[Start of section]
PR #567, opened 2020-09-21
Refactor Tooltip component to use Popper.js

gui-santos:
# Purpose of PR

Screenshot 2020-09-21 at 14 49 58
[End of section]
# Assignment:
Each line of the records should be transcribed without change.

# Result of this task:
PR #567, opened 2020-09-21
Refactor Tooltip component to use Popper.js

gui-santos:
# Purpose of PR

Screenshot 2020-09-21 at 14 49 58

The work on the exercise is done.